There had been efforts to impose quotas prior to Nixon’s “surrender.” Some people who worked for the EEOC, mandated to enforce the 1964 Civil Rights Act, tried to administer the law as if it had banned testing rather than quotas. Leading this campaign was Alfred Blumrosen, who admitted that his “creative” interpretation of the act was contrary to the law’s “plain meaning.” He quickly persuaded the EEOC to send out questionnaires to companies to determine the racial composition of their work forces. If there were significant discrepancies between the percentage of blacks (and other minorities and women) and the general population, this was presumptive evidence of discrimination. No “intent” was necessary. The EEOC could sue to get preferential hiring for “under-utilized blacks,” and later for other minorities and women.
Even if a company had not discriminated, proving innocence in court was costly. Sears fought the EEOC and won, but victory was so expensive it made more sense to compromise. Business, university, and local government leaders settled out of court with the EEOC and agreed to hire and promote by quota. The losers in these proceedings were better-qualified whites, but what did the EEOC care about white policemen or firemen, or whites in general? By 1984, two members of the Civil Rights Commission, Mary Frances Berry and Blandina Ramirez could issue a joint statement proclaiming that the civil rights laws were not passed to protect white men, and did not apply to them. Later, when it was clear blacks were still unable to pass examinations at the same rates as whites, Eleanor Holmes Norton, head of the EEOC under President Carter, did everything to restrict or abolish testing — again in violation of the clear intent of the Civil Rights Act.
Because aptitude tests were so useful in choosing employees, the Reagan administration resorted to “race norming” so as to be able to continue using them despite the disparity in scores. Thus, a raw score of 35 might result in percentile scores of 35 for a white, 45 for a Hispanic, and 50 for a black. The employer would see only the percentile scores and, naturally, hire the black or Hispanic over the white. When this practice became known in the early 1990s it caused an uproar, and race-norming was banned. Prof. Farron argues that if employers must hire by quota, they might as well use race-normed aptitude tests, and at least get the best-qualified candidates of each race. I see it not only as unacceptable discrimination, but a violation of the Civil Rights Act of 1964.
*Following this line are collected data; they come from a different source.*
PR #1163, opened 2016-10-12
HEAD response can include Content-Length header

cesarbs:
StaticFiles tests are failing because of this.

@halter73 @mikeharder @Tratcher

### DIFF
--- a/src/Microsoft.AspNetCore.Server.Kestrel/Internal/Http/Frame.cs
+++ b/src/Microsoft.AspNetCore.Server.Kestrel/Internal/Http/Frame.cs
@@ -617,6 +617,21 @@ namespace Microsoft.AspNetCore.Server.Kestrel.Internal.Http
             _responseBytesWritten += count;
         }
 
+        protected void VerifyResponseContentLength()
+        {
+            var responseHeaders = FrameResponseHeaders;
+
+            if (!HttpMethods.IsHead(Method) &&
+                !responseHeaders.HasTransferEncoding &&
+                responseHeaders.HeaderContentLengthValue.HasValue &&
+                _responseBytesWritten < responseHeaders.HeaderContentLengthValue.Value)
+            {
+                _keepAlive = false;
+                ReportApplicationError(new InvalidOperationException(
+                    $"Response Content-Length mismatch: too few bytes written ({_responseBytesWritten} of {responseHeaders.HeaderContentLengthValue.Value})."));
+            }
+        }
+
         private void WriteChunked(ArraySegment<byte> data)
         {
             SocketOutput.Write(data, chunk: true);
--- a/test/Microsoft.AspNetCore.Server.Kestrel.FunctionalTests/ResponseTests.cs
+++ b/test/Microsoft.AspNetCore.Server.Kestrel.FunctionalTests/ResponseTests.cs
@@ -607,6 +607,62 @@ namespace Microsoft.AspNetCore.Server.Kestrel.FunctionalTests
             Assert.Equal(0, testLogger.ApplicationErrorsLogged);
         }
 
+        [Fact]
+        public async Task HeadResponseCanContainContentLengthHeader()
+        {
+            var testLogger = new TestApplicationErrorLogger();
+            var serviceContext = new TestServiceContext { Log = new TestKestrelTrace(testLogger) };
+
+            using (var server = new TestServer(httpContext =>
+            {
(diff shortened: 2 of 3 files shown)


src/Microsoft.AspNetCore.Server.Kestrel/Internal/Http/Frame.cs
```diff
@@ -617,6 +617,21 @@ private void VerifyAndUpdateWrite(int count)
             _responseBytesWritten += count;
         }
 
+        protected void VerifyResponseContentLength()
+        {
+            var responseHeaders = FrameResponseHeaders;
+
+            if (!HttpMethods.IsHead(Method) &&
+                !responseHeaders.HasTransferEncoding &&
```
halter73: Do you have to check `!responseHeaders.HasTransferEncoding` since your are checking `responseHeaders.HasContentLength`?

halter73: And I prefer checking `responseHeaders.HeaderContentLengthValue` even though you fixed the set raw issue.

src/Microsoft.AspNetCore.Server.Kestrel/Internal/Http/Frame.cs
```diff
@@ -617,6 +617,21 @@ private void VerifyAndUpdateWrite(int count)
             _responseBytesWritten += count;
         }
 
+        protected void VerifyResponseContentLength()
+        {
+            var responseHeaders = FrameResponseHeaders;
+
+            if (!HttpMethods.IsHead(Method) &&
```
halter73: Should you check that if `HttpMethods.IsHead(Method) && responseHeaders.ContentLengthValue.HasValue` then `_responseBytesWritten == 0 || _responseBytesWritten == responseHeaders.ContentLengthValue.Value`?

src/Microsoft.AspNetCore.Server.Kestrel/Internal/Http/Frame.cs
cesarbs: Yes. The spec allows both and `Transfer-Encoding` should take precedence.

src/Microsoft.AspNetCore.Server.Kestrel/Internal/Http/Frame.cs
cesarbs: Even though we count those bytes, we ignore writes to HEAD responses. It would alert the app that there's an issue, but the error would surface anyways on a response to the same resource using a different method.

test/Microsoft.AspNetCore.Server.Kestrel.FunctionalTests/ResponseTests.cs
```diff
@@ -607,6 +607,34 @@ public class ResponseTests
...
 
+        [Fact]
+        public async Task HeadResponseCanContainContentLengthHeader()
+        {
+            var testLogger = new TestApplicationErrorLogger();
+            var serviceContext = new TestServiceContext { Log = new TestKestrelTrace(testLogger) };
+
+            using (var server = new TestServer(httpContext =>
+            {
+                httpContext.Response.ContentLength = 42;
```
halter73: We should have a HEAD test where we set the content-length and attempt to write a response body in the app. We have ResponseTests.ResponseBodyNotWrittenOnHeadResponseAndLoggedOnlyOnce, but it doesn't attempt to set a content-length.

cesarbs: Added.

src/Microsoft.AspNetCore.Server.Kestrel/Internal/Http/Frame.cs
halter73: Yikes. I think the spec suggests removing the content-length header in this case which makes sense to me.

>        If a message is received with both a Transfer-Encoding and a
       Content-Length header field, the Transfer-Encoding overrides the
       Content-Length.  Such a message might indicate an attempt to
       perform request smuggling (Section 9.5) or response splitting
       (Section 9.4) and ought to be handled as an error.  A sender MUST
       remove the received Content-Length field prior to forwarding such
       a message downstream.

https://tools.ietf.org/html/rfc7230#section-3.3.3

@Tratcher thoughts?

halter73:
:shipit: b

PR #1166, opened 2016-10-14
Faster response Content-Length parsing.

cesarbs:
Fixes perf regression introduced by f8813a600df30e018a6224048b31244be3d456b9.

I ran benchmarks before the change, after it, on current dev and on this PR. Averages of 10 runs each:

Before change | After change | dev | PR
--------------- | -------------- | --- | ------
1170566.1 | 1081454.708 | 1089127.197 | 1153864.439

So most of the perf loss is recovered with this change.

@mikeharder @halter73 @davidfowl @DamianEdwards

### DIFF
--- a/src/Microsoft.AspNetCore.Server.Kestrel/Internal/Http/FrameHeaders.cs
+++ b/src/Microsoft.AspNetCore.Server.Kestrel/Internal/Http/FrameHeaders.cs
@@ -233,16 +233,41 @@ namespace Microsoft.AspNetCore.Server.Kestrel.Internal.Http
             }
         }
 
-        public static long ParseContentLength(StringValues value)
+        public static unsafe long ParseContentLength(StringValues value)
         {
-            try
+            var input = value.ToString();
+            var parsed = 0L;
+
+            fixed (char* ptr = input)
             {
-                return long.Parse(value, NumberStyles.AllowLeadingWhite | NumberStyles.AllowTrailingWhite, CultureInfo.InvariantCulture);
+                var ch = (ushort*)ptr;
+                var end = ch + input.Length;
+
+                if (ch == end)
+                {
+                    ThrowInvalidContentLengthException(value);
+                }
+
+                ushort digit = 0;
+                while (ch < end && (digit = (ushort)(*ch - 0x30)) <= 9)
+                {
+                    parsed *= 10;
+                    parsed += digit;
+                    ch++;
+                }
+
+                if (ch != end)
+                {
+                    ThrowInvalidContentLengthException(value);
+                }
             }
-            catch (FormatException ex)
-            {
-                throw new InvalidOperationException("Content-Length value must be an integral number.", ex);
-            }
+
+            return parsed;
+        }
+
+        private static void ThrowInvalidContentLengthException(string value)
+        {
+            throw new InvalidOperationException($"Invalid Content-Length: \"{value}\". Value must be a positive integral number.");
         }
 
         private static void ThrowInvalidHeaderCharacter(char ch)
--- a/test/Microsoft.AspNetCore.Server.KestrelTests/FrameResponseHeadersTests.cs
+++ b/test/Microsoft.AspNetCore.Server.KestrelTests/FrameResponseHeadersTests.cs
@@ -3,6 +3,7 @@
 
 using System;
 using System.Collections.Generic;
+using System.Globalization;
 using System.Text;
 using Microsoft.AspNetCore.Http;
 using Microsoft.AspNetCore.Server.Kestrel;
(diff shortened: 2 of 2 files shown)


src/Microsoft.AspNetCore.Server.Kestrel/Internal/Http/FrameHeaders.cs
```diff
@@ -233,16 +233,57 @@ public static void ValidateHeaderCharacters(string headerCharacters)
...
+        public static unsafe long ParseContentLength(StringValues value)
         {
-            try
-            {
-                return long.Parse(value, NumberStyles.AllowLeadingWhite | NumberStyles.AllowTrailingWhite, CultureInfo.InvariantCulture);
-            }
-            catch (FormatException ex)
+            const string errorMessage = "Content-Length value must be an integral number.";
+            var input = value.ToString();
+            var parsed = (long)0;
```
halter73: nit: just use `long parsed = 0`

halter73:
@benaadams might also want to take a look at this.

Can we use ParseContentLength in MessageBody.For? This might have to be rewritten to TryParseContentLength so we can have different behavior in the failure cases.

Have you run any microbencharks comparing this to the previous long.Parse version? I suggest using https://github.com/PerfDotNet/BenchmarkDotNet.

src/Microsoft.AspNetCore.Server.Kestrel/Internal/Http/FrameHeaders.cs
```diff
@@ -233,16 +233,57 @@ public static void ValidateHeaderCharacters(string headerCharacters)
...
+                // Skip leading whitespace
+                while (ch < end && ((*ch >= 0x09 && *ch <= 0x0D) || *ch == 0x20))
+                {
+                    ch++;
+                }
+
+                // If done on end of input or char is not a number, input is invalid
+                if (ch == end || *ch < 0x30 || *ch > 0x39)
+                {
+                    throw new InvalidOperationException(errorMessage);
```
benaadams: Don't throw inline; move out out a separate method e.g. `void ThrowInvalidContentLength()` else it will bring in 3 `InvalidOperationException` ctors and 3 string loads

src/Microsoft.AspNetCore.Server.Kestrel/Internal/Http/FrameHeaders.cs
moozzyk: 0L

src/Microsoft.AspNetCore.Server.Kestrel/Internal/Http/FrameHeaders.cs
```diff
@@ -233,16 +233,57 @@ public static void ValidateHeaderCharacters(string headerCharacters)
...
+            var parsed = (long)0;
+
+            fixed (char* ptr = input)
             {
-                throw new InvalidOperationException("Content-Length value must be an integral number.", ex);
+                var ch = ptr;
+                var end = ptr + input.Length;
+
+                // Skip leading whitespace
+                while (ch < end && ((*ch >= 0x09 && *ch <= 0x0D) || *ch == 0x20))
```
benaadams: Could do
```
var char = (ushort*)ptr;
var end = char + input.Length;

while (ch < end && ((*ch - 0x09) <= (0x0D - 0x09)) || *ch == 0x20))
```

src/Microsoft.AspNetCore.Server.Kestrel/Internal/Http/FrameHeaders.cs
```diff
@@ -233,16 +233,57 @@ public static void ValidateHeaderCharacters(string headerCharacters)
...
+                {
+                    ch++;
+                }
+
+                // If done on end of input or char is not a number, input is invalid
+                if (ch == end || *ch < 0x30 || *ch > 0x39)
```
benaadams: with ushort* above combine with parsing below?

src/Microsoft.AspNetCore.Server.Kestrel/Internal/Http/FrameHeaders.cs
```diff
@@ -233,16 +233,57 @@ public static void ValidateHeaderCharacters(string headerCharacters)
...
+                {
+                    throw new InvalidOperationException(errorMessage);
+                }
+
+                // Parse number
+                while (ch < end && *ch >= 0x30 && *ch <= 0x39)
```
benaadams: Something like?
```csharp
ushort digit;
if (ch == end || (digit = (*ch - 0x30)) > 9)
{
    ThrowInvalidContentLength();
}

do
{
    parsed *= 10;
    parsed += digit;
} while (ch < end || (digit = (*ch - 0x30)) > 9);
```

benaadams:
Nice 👍

src/Microsoft.AspNetCore.Server.Kestrel/Internal/Http/FrameHeaders.cs
benaadams: *edit* fixed while clause

halter73:
@benaadams Thanks for the feedback!

src/Microsoft.AspNetCore.Server.Kestrel/Internal/Http/FrameHeaders.cs
cesarbs: I mean, the `ushort` made a different but not the rewritten `while` loop.

cesarbs:
@benaadams Thanks for the feedback! Got some very significant gains with your suggestions 😄

cesarbs:
@halter73 Didn't use BenchmarkDotNet but ran my own one. I'm parsing 10 million random positive longs. Numbers:

Initial `ParseContentLength` in PR: 200.1526ms
`ParseContentLength` after @benaadams' suggestions: 150.7072ms
long.Parse: 636.982ms

Give or take 10ms on each number on each run.

Code:

```csharp
using System;
using System.Diagnostics;
using System.Globalization;
using Microsoft.Extensions.Primitives;

namespace ParseContentLength
{
    public class Program
    {
        private const int loops = (int)1e7;

        {
            Console.WriteLine($"ParseContentLength: {Benchmark(value => ParseContentLength(value)).TotalMilliseconds}ms");
            Console.WriteLine($"long.Parse: {Benchmark(value => long.Parse(value, NumberStyles.AllowLeadingWhite | NumberStyles.AllowTrailingWhite, CultureInfo.InvariantCulture)).TotalMilliseconds}ms");
        }

        public static TimeSpan Benchmark(Func<string, long> parse)
        {
            var bytes = new byte[8];
            var random = new Random();
            long ticks = 0;

            for (var i = 0; i < loops; i++)
            {
                random.NextBytes(bytes);
                var input = Math.Abs(BitConverter.ToInt64(bytes, 0)).ToString();
                var sw = new Stopwatch();
                sw.Start();
                var result = parse(input);
                ticks += sw.ElapsedTicks;
                if (result.ToString() != input) throw new Exception();
            }

            return TimeSpan.FromTicks(ticks);
        }

        public static unsafe long ParseContentLength(StringValues value)
        {
            var input = value.ToString();
            var parsed = 0L;

            fixed (char* ptr = input)
            {
                var ch = (ushort*)ptr;
                var end = ch + input.Length;

                // Skip leading whitespace
                while (ch < end && ((*ch >= 0x09 && *ch <= 0x0D) || *ch == 0x20))
                {
                    ch++;
                }

                // Parse number
                ushort digit = 0;
                if (ch == end || (digit = (ushort)(*ch - 0x30)) > 9)
                {
                    ThrowInvalidContentLengthException();
                }

                do
                {
                    parsed *= 10;
                    parsed += digit;
                    ch++;
                } while (ch < end && (digit = (ushort)(*ch - 0x30)) <= 9);

                // If done and there's input and char is not whitespace, input is invalid 
                if (ch < end && (*ch < 0x09 || *ch > 0x0D || *ch != 0x20))
                {
                    ThrowInvalidContentLengthException();
                }

                // Skip trailing whitespace
                while (ch < end && ((*ch >= 0x09 && *ch <= 0x0D) || *ch == 0x20))
                {
                    ch++;
                }

                // If not at end of input, input is invalid
                if (ch != end)
                {
                    ThrowInvalidContentLengthException();
                }
            }

            return parsed;
        }

        private static void ThrowInvalidContentLengthException()
        {
            throw new InvalidOperationException("Content-Length value must be an integral number.");
        }
    }
}
```

halter73:
@cesarbs The nice thing about BenchmarkDotNet is that it does multiple test runs and gives you median and standard deviation. Once you've used it once, it's really easy to set up new scenarios and it gives you nice output (even markdown formatted) like shown [here](https://perfdotnet.github.io/BenchmarkDotNet/Overview.htm#benchmark-results).

cesarbs:
Plaintext still looks about the same: 1157141.668 RPS (average of 10 runs).

cesarbs:
@halter73 Alright I'll give it a shot.

halter73:
@cesarbs I was looking through our tests, and I don't see any that attempt to set `Response.Headers["Content-Length"]` to an invalid string. We should add that, especially now that we have our won parsing logic.

cesarbs:
```
Host Process Environment Information:
BenchmarkDotNet.Core=v0.9.9.0
OS=Windows
Processor=?, ProcessorCount=4
Frequency=2435876 ticks, Resolution=410.5299 ns, Timer=TSC
CLR=CORE, Arch=64-bit ? [RyuJIT]
GC=Concurrent Workstation
dotnet cli version: 1.0.0-preview2-003121

Type=Benchmarks  Mode=Throughput

             Method |      Median |     StdDev |
------------------- |------------ |----------- |
          ParseLong | 436.6269 ns | 10.3795 ns |
 ParseContentLength | 200.1591 ns | 30.6031 ns |
```

cesarbs:
@halter73 We do have tests for that in `FrameResponseHeaderTests`. Do you mean I should add functional tests?

halter73:
I remember the "bad" tests now. I was looking in the wrong place. Now that we implemented our own parsing, we should test more invalid content-lengths than just "bad" though. Control characters, whitespace in the middle of otherwise valid numbers, etc...

cesarbs:
Added more tests. Turns out `0x09` through `0x0D` don't work as whitespace because the header gets rejected by `FrameHeaders.ValidateHeaderCharacters()`. So either we:

1) Change `FrameHeaders.ValidateHeaderCharacters()` to allow `0x09` through` 0x0D`; or
2) Make `ParseContentLength()` even simpler by only allowing `0x20` for whitespace. It wouldn't be the same as `NumberStyles.AllowLeadingWhite | NumberStyles.AllowTrailingWhite` in `long.Parse` though.

Tratcher:
Don't allow control characters.

cesarbs:
@Tratcher Even if they're whitespace?

Tratcher:
Yes.

halter73:
Kestrel should already strip whitespace at the start and end of headers. Legal whitespace at least.

halter73:
@cesarbs We should compare the before/after perf of this PR on the big iron. I'll forward you an email on how to do it, and you can post the results.

cesarbs:
We strip whitespace when reading request headers. But what should we do when setting Content-Length from a string, and it contains leading or trailing whitespace? If we want to keep parity with https://github.com/aspnet/HttpAbstractions/blob/87cd79d6fc54bb4abf07c1e380cd7a9498a78612/src/Microsoft.AspNetCore.Http/Internal/ParsingHelpers.cs#L407, we should allow `0x09` through `0x0D`, as well as `0x20` (space). That's what `NumberStyles.AllowLeadingWhite` and `NumberStyles.AllowTrailingWhite` do.

halter73:
@cesarbs good point about request vs response. @Tratcher Do you think we should change ParsingHelpers to not strip whitespace? I don't mind being strict about setting a content-length string, but I would like consistency. But then there's back compat...

Tratcher:
Leave ParsingHelpers for now. Kestrel filters out everything for request headers, and Kestrel can be as strict as it wants to for response headers.

cesarbs:
### Big iron

dev | PR
---- | ---
4721943.71 RPS |  4866482.49

Considerably smaller difference.

test/Microsoft.AspNetCore.Server.KestrelTests/FrameResponseHeadersTests.cs
```diff
@@ -243,5 +257,27 @@ public void ContentLengthValueClearedWhenHeadersCleared()
...
+        {
+            "0",
+            "00",
+            "042",
+            "42",
+        };
+
+        public static TheoryData<string> BadContentLengths => new TheoryData<string>
+        {
+            "",
```
halter73: Can we throw in some invalid characters other than space? E.g. "!" and "ü".

cesarbs: "ü" will be rejected by `ValidateHeaderCharacters()`. But yeah I'll add a few more cases.

ulrichb:
It seems that this perf. improvement has been undone in https://github.com/aspnet/KestrelHttpServer/commit/4da06e8acd799b3e5a92fce00dc686eb2c55e831.

(See [HeaderUtilities.TryParseInt64](https://github.com/aspnet/HttpAbstractions/blob/cc295b1bd81c3cd54ed71eab87761e6acbf7a73e/src/Microsoft.Net.Http.Headers/HeaderUtilities.cs#L206-L209).)

Tratcher:
@ulrichb you're looking at the old version of TryParseInt64.
https://github.com/aspnet/HttpAbstractions/commit/d50a24145d15ac0e9f6d7ed919ae975a9ed9a646#diff-1d7c1559d9f2fc18636596536f94741cR440

ulrichb:
@Tratcher Oh, I checked the 'master'-branch version instead of 'dev'. Thanks.

Issue #1168, opened 2016-10-15
CreateResponseHeader control-flow simplification


cmckinsey:
This may be a trivial issue in the big scheme of things, however given this function is near the top of the profiles I thought I'd mention it. Feel free to close if not worthy.

I was looking at the JIT generated code through this method, when I noticed this section of code can be simplified. 

All possible combinations of variable values will result in shorter path length (i.e. fewer branches) by replacing this:
```

    if (!_keepAlive && !hasConnection)
    {
       responseHeaders.SetRawConnection("close", _bytesConnectionClose) ; 
    } 
    else if (_keepAlive && !hasConnection && _httpVersion == Http.HttpVersion.Http10) 
    { 
       responseHeaders.SetRawConnection("keep-alive", _bytesConnectionKeepAlive) ; 
    } 

```

with this sequence

```

    if (!hasConnection)
    {
        if (!_keepAlive)
        { 
           responseHeaders.SetRawConnection("close", _bytesConnectionClose) ; 
        } 
        else if (_httpVersion == Http.HttpVersion.Http10)
        { 
           responseHeaders.SetRawConnection("keep-alive", _bytesConnectionKeepAlive) ; 
        } 
    }

```

I haven't done any timings with this change so it may not be measurable. But it should never be slower than what's there now. Unfortunately the JIT will not do this automatically anytime soon. I also think it's easier to read so would suggest just changing the sources.

halter73:
If nothing else, it reads more easily this way.

PR #1177, opened 2016-10-24
Control-flow simplification in Frame.CreateResponseHeader() (#1168).

cesarbs:
Thanks @cmckinsey for suggesting this change (#1168).

There's no noticeable change in benchmarks, but the code reads a lot better this way.

cc @halter73


halter73:
:shipit:

PR #1045, opened 2019-02-23
DI - Add from types and custom discovery

nsarris:
Add an extension to scan directly from types since that's what AssemblyScanner inherently offers.

Also added the ability to add from a custom AssemblyScan using the AssemblyScanResult

### DIFF
--- a/src/FluentValidation.AspNetCore/FluentValidationMvcExtensions.cs
+++ b/src/FluentValidation.AspNetCore/FluentValidationMvcExtensions.cs
@@ -39,15 +39,13 @@ namespace FluentValidation.AspNetCore {
 		///     An <see cref="T:Microsoft.Extensions.DependencyInjection.IMvcCoreBuilder" /> that can be used to further configure the
 		///     MVC services.
 		/// </returns>
-		public static IMvcCoreBuilder AddFluentValidation(this IMvcCoreBuilder mvcBuilder, Action<FluentValidationMvcConfiguration> configurationExpression=null) {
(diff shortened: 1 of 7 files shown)


nsarris:
I synced with upstream, I guess I should have created a new fork. You can go ahead and drop this PR I'll create another one from a new fork. 

On the implementation side, I thought about plugging a class/func for discovery but that would create a method that took IEnumerable<Type> and a Func<IEnumerable<Type>, AssemblyScanResult> and would simple pass the types collection to the func which was pointless. So I guess just passing an IEnumerable<AssemblyScanResult> works best (after all the assembly scanner implements the same interface). The user can perform the discovery and pass the tuples.

There are a few options and discussion points here:

- Create an interface IValidatorTuple or IValidatorScanResult etc and have AssemblyScanResult implement it so that you don't have to expose it. Otherwise the class could be renamed to be used in public.

- Move AssemblyScanResult outside the AssemblyScanner class which is a breaking change (although noone should use that class anyway, could be turned to internal if an interface is provided)

- The AssemblyScanner is actually a TypeScanner with a set of static methods that extract types from assemblies.  You could move the instance implementation to a TypeScanner class (or perhaps ValidatorScanner)

JeremySkinner:
Let me have a think about this...as this isn't a common scenario, I definitely don't want to make any breaking changes, and as it's so easy to write a loop that does a scan maybe we don't need these methods at all.

(Also just a tip, you don't have to create a new fork - you can use git reset to force your fork back to the same state as upstream)

PR #1055, opened 2019-03-18
Allow registering multiple assemblies with one call

crnd:
Currently registering several assemblies requires calling `RegisterValidatorsFromAssembly(...)` several times. If you already have a list of the assemblies it would be cleaner to register the whole list of assemblies with a single call.

This PR introduces `RegisterValidatorsFromAssemblies(IEnumerable<Assembly> assemblies)` that allows you to register several assemblies with a single call.

### DIFF
--- a/src/FluentValidation.AspNetCore/FluentValidationMvcConfiguration.cs
+++ b/src/FluentValidation.AspNetCore/FluentValidationMvcConfiguration.cs
@@ -81,6 +81,15 @@ namespace FluentValidation.AspNetCore {
 		}
 
 		/// <summary>
+		/// Registers all validators derived from AbstractValidator within the specified assemblies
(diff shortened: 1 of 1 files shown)


JeremySkinner:
Hi, thanks for the contribution. We actually already added this recently as part of moving the registration methods into a separate project. (See https://github.com/JeremySkinner/FluentValidation/pull/1040/files#diff-2fdff136c508a1403be96783da65f599R33)

The next stage of this is to swap out the registration methods on FluentValidationMvcConfiguration to use these new methods instead. I haven't got around to this yet, so I'll leave this PR open as a reminder to do that but the end result will look a bit different.

JeremySkinner:
Merged, thanks.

Employers also found they were barred from inquiring if an applicant had a high school diploma, had failed college courses, or had a criminal background. Tests of this kind were “discriminatory” because they were more likely to eliminate blacks than whites. No test that had a “disparate impact,” as it was called, was permitted unless it was very closely related to the job. It was often impossible to devise tests close enough to the job to satisfy the EEOC, so testing declined, but more blacks, women, and pet minorities got jobs.
To an astonishingly cynical extent, companies, governments, and universities have been forced in the name of “non-discrimination” to discriminate against whites and men. The courts have slowly backed away from some of the most egregious departures from the clear intent of the law, and a few whites have begun to win damages for the discrimination they have suffered. Prof. Farron is entirely right to denounce AA for the sham and scourge that it is, but its development was not entirely as he describes.